Mantle metasomatism and magma formation in continental lithosphere: Data on xenoliths in alkali basalts from the Makhtesh Ramon,Negev desert,Israel

Mantle xenoliths (lherzolites, clinopyroxene dunites, wehrlites, and clinopyroxenites) in the Early Cretaceous volcanic rocks of Makhtesh Ramon (alkali olivine basalts, basanites, and nephelinites) represent metasomatized mantle, which served as a source of basaltic melts. The xenoliths bear signs of partial melting and previous metasomatic transformations. The latter include the replacement of orthopyroxene by clinopyroxene in the lherzolites and, respectively, the wide development of wehrlites and olivine clinopyoroxenites. Metasomatic alteration of the peridotites is accompanied by a sharp decrease in Mg, Cr, and Ni, and increase of Ti, Al, Ca contents and ³⁺Fe/²⁺Fe ratio, as well as the growth of trace V, Sc, Zr, Nb, and Y contents. The compositional features of the rocks such as the growth of ³⁺Fe/²⁺Fe and the wide development of Ti-magnetite in combination with the complete absence of sulfides indicate the high oxygen fugacity during metasomatism and the low sulfur concentration, which is a distinctive signature of fluid mode during formation of the Makhtesh Ramon alkali basaltic magma. Partial melting of peridotites and clinopyroxenites is accompanied by the formation of basanite or alkali basaltic melt.
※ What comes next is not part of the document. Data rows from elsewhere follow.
Issue #3741, opened 2024-11-05
Arq integration fails when worker setting is dict


saber-solooki:
### How do you use Sentry?

Sentry Saas (sentry.io)

### Version

2.17.0

### Steps to Reproduce

According to the arq [implementation](https://github.com/python-arq/arq/blob/main/arq/typing.py#L47) it is a common case to define Wroker Settings either as class (the protocol for that is [WorkerSettingsBase](https://github.com/python-arq/arq/blob/main/arq/typing.py#L39-L43)) or dict. We have defined many worker settings in our services which all of them are based on dict and I noticed that I can't catch the exception in the sentry console although I could see "POST /api/1811479/envelope/ HTTP/11" 200" message in debug mode.

So to make it more clear you can test it like this:
Script to enqueue a jon:
```
import asyncio

import sentry_sdk
from arq import create_pool
from arq.connections import RedisSettings


async def main():
    sentry_sdk.init(dsn='DSN_SAMPLE, traces_sample_rate=1.0, profiles_sample_rate=1.0)
    redis = await create_pool(RedisSettings())
    await redis.enqueue_job("add_numbers", a=1, b=2)

asyncio.run(main())

```
And the worker sample:
```
import sentry_sdk

sentry_sdk.init(dsn='DSN_SAMPLE', traces_sample_rate=1.0, profiles_sample_rate=1.0)

async def add_numbers(ctx, a, b):
    1/0 # raises an error!
    return a + b

# This one works
class WorkerSettings:
    functions = [add_numbers]

# This one doesn't work
WorkerSettings = {
    "functions": [add_numbers]
}
```

PS:
I've already prepared [a fix PR](https://github.com/getsentry/sentry-python/pull/3742). So please review 🙏 

### Expected Result

To see exceptions in the sentry console when an exception happens in arq job

### Actual Result

I can't catch any exceptions in the sentry console

PR #3742, opened 2024-11-05
Fix(Arq): fix integration with Worker settings as a dict

saber-solooki:
Fix https://github.com/getsentry/sentry-python/issues/3741

### DIFF
--- a/tests/integrations/arq/test_arq.py
+++ b/tests/integrations/arq/test_arq.py
@@ -1,4 +1,6 @@
 import asyncio
+from typing import Any
+
 import pytest
 
 from sentry_sdk import get_client, start_transaction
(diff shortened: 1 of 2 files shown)


tests/integrations/arq/test_arq.py
```diff
@@ -83,14 +85,65 @@ class WorkerSettings:
...
+
+    return inner
+
+
 @pytest.mark.asyncio
-async def test_job_result(init_arq):
+@pytest.mark.parametrize(
+    "init_arq_settings", ["init_arq", "init_arq_with_dict_settings"]
+)
+async def test_job_result(init_arq_settings: str, request):
```
sl0thentr0py, line 138:
```suggestion
async def test_job_result(init_arq_settings, request):
```

we don't have inline mypy types, for reasons

sl0thentr0py (changes requested):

Clino- and orthopyroxenes are subjected to melting. The crystallization products of melt preserved in the mantle rock are localized in the interstices and consist mainly of fine-grained clinopyroxene, which together with Ti-magnetite, ilmenite, amphibole, rhenite, feldspar, and nepheline, is cemented by glass corresponding to quartz–orthopyroxene, olivine–orthopyroxene, quartz–feldspar, or nepheline–feldspar mixtures of the corresponding normative minerals. The mineral assemblages of xenoliths correspond to high temperatures. The high-Al and high-Ti clinopyroxene, calcium olivine, feldspar, and feldspathoids, amphibole, Ti-magnetite, and ilmenite are formed at 900–1000°. The study of melt and fluid inclusions in minerals from xenoliths indicate liquidus temperatures of 1200–1250°C, solidus temperatures of 1000–1100°C, and pressure of 5.9–9.5 kbar. Based on the amphibole–plagioclase barometer, amphibole and coexisting plagioclase were crystallized in clinopyroxenites at 6.5–7.0 kbar.